- _YOUR OBJECTIVE_
Please show every line from the entries that carries the word "rejected".

- _RECORDS FOR THIS EXERCISE_
- - - -

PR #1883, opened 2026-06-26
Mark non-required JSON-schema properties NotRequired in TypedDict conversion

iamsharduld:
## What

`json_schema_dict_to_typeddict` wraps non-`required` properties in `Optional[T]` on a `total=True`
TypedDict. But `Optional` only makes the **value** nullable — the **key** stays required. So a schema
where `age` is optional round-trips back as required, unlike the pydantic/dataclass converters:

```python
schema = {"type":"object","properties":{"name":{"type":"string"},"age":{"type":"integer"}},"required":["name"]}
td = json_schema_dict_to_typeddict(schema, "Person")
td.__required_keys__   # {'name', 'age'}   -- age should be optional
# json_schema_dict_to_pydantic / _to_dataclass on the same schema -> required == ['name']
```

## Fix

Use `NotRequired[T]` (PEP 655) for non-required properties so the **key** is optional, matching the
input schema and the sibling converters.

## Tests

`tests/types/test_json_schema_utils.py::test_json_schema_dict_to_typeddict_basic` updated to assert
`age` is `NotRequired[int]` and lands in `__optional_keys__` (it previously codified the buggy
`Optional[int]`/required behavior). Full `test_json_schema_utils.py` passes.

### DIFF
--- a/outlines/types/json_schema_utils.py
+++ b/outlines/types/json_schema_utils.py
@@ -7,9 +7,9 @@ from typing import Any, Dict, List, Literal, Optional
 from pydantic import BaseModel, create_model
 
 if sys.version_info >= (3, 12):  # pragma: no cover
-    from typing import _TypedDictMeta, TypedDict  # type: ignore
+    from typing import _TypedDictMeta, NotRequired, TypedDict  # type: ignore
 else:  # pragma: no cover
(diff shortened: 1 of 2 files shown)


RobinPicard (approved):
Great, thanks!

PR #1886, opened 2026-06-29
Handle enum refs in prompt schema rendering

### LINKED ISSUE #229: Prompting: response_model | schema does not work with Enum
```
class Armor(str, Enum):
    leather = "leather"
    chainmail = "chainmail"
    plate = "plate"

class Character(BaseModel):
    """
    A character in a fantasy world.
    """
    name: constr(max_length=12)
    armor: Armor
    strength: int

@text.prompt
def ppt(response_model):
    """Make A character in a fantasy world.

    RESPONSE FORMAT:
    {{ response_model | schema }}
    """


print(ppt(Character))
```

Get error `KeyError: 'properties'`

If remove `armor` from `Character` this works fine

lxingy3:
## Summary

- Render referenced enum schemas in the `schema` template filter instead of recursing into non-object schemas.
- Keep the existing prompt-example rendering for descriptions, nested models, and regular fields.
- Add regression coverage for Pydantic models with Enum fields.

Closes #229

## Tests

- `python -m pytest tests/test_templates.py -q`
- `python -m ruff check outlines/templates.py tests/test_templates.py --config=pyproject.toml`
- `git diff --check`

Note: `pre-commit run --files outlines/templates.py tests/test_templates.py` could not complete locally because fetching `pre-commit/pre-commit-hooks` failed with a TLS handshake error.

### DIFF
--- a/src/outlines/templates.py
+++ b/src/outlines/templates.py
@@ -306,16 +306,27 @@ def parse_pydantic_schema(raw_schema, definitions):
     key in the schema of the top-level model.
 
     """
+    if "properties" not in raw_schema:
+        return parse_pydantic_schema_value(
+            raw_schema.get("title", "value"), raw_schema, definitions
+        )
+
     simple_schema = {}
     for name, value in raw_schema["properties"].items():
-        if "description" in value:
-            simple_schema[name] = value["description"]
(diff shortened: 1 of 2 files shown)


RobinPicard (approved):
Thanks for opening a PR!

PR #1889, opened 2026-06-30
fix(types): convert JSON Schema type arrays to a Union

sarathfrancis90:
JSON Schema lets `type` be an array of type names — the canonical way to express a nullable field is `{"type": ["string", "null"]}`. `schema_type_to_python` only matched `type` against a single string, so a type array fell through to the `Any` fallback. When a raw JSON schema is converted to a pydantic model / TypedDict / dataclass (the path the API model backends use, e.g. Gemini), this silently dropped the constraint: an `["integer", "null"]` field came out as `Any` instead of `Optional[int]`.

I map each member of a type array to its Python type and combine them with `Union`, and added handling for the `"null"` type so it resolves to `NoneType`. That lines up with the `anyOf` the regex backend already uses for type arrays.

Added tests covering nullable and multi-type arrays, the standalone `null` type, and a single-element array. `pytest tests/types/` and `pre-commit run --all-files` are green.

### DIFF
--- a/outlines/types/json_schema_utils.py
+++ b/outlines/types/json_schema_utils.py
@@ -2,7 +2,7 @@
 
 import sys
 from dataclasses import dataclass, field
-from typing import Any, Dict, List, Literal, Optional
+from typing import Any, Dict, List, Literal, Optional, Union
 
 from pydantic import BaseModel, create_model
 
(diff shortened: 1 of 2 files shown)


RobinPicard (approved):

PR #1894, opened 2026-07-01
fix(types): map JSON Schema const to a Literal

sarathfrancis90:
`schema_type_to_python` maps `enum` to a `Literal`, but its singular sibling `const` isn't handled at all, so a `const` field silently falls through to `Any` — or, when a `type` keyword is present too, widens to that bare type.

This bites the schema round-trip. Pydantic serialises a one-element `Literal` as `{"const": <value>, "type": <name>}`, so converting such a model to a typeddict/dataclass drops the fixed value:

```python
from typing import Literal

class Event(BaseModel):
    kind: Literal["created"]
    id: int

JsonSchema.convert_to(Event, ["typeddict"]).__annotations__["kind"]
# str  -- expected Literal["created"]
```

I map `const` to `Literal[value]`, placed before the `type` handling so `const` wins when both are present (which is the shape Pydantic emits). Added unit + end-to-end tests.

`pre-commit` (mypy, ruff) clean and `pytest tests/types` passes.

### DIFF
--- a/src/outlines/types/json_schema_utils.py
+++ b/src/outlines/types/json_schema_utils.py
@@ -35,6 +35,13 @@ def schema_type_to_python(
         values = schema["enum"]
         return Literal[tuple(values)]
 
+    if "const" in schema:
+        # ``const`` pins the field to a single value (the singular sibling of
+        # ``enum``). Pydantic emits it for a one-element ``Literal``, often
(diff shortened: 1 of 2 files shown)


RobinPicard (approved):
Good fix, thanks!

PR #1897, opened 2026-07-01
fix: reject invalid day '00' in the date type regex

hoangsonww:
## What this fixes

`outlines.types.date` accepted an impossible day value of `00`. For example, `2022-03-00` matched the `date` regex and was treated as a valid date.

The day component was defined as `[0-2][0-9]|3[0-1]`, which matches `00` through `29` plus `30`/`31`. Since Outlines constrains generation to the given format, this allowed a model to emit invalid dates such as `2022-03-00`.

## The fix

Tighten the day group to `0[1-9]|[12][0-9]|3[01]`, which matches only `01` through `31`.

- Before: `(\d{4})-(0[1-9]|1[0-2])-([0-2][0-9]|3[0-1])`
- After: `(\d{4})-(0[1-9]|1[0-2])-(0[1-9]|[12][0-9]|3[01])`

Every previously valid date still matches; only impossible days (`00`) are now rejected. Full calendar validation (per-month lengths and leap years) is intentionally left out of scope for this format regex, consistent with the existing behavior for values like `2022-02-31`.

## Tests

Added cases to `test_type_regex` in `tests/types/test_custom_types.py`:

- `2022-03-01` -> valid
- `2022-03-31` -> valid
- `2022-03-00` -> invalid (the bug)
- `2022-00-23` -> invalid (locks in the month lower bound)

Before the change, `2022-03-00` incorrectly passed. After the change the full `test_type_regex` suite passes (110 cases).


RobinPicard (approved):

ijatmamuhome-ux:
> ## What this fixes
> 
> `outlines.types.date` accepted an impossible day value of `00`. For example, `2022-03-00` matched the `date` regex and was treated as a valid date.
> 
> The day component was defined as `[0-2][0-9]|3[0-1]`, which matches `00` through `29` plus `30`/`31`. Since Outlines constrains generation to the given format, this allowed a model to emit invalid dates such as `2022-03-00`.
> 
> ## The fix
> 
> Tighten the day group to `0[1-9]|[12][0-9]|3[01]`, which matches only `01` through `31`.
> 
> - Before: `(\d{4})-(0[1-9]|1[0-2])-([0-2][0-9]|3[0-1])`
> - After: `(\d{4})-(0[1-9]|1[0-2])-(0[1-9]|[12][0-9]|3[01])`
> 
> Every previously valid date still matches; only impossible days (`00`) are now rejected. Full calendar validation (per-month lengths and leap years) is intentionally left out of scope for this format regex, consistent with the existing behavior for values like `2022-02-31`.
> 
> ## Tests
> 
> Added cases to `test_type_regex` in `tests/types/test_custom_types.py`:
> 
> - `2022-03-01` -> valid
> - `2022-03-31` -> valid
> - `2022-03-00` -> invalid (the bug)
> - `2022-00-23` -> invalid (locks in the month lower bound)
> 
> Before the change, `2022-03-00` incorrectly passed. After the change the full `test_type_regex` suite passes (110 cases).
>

- - - -

- _TASK SOLUTION_
Every previously valid date still matches; only impossible days (`00`) are now rejected. Full calendar validation (per-month lengths and leap years) is intentionally left out of scope for this format regex, consistent with the existing behavior for values like `2022-02-31`.
> Every previously valid date still matches; only impossible days (`00`) are now rejected. Full calendar validation (per-month lengths and leap years) is intentionally left out of scope for this format regex, consistent with the existing behavior for values like `2022-02-31`.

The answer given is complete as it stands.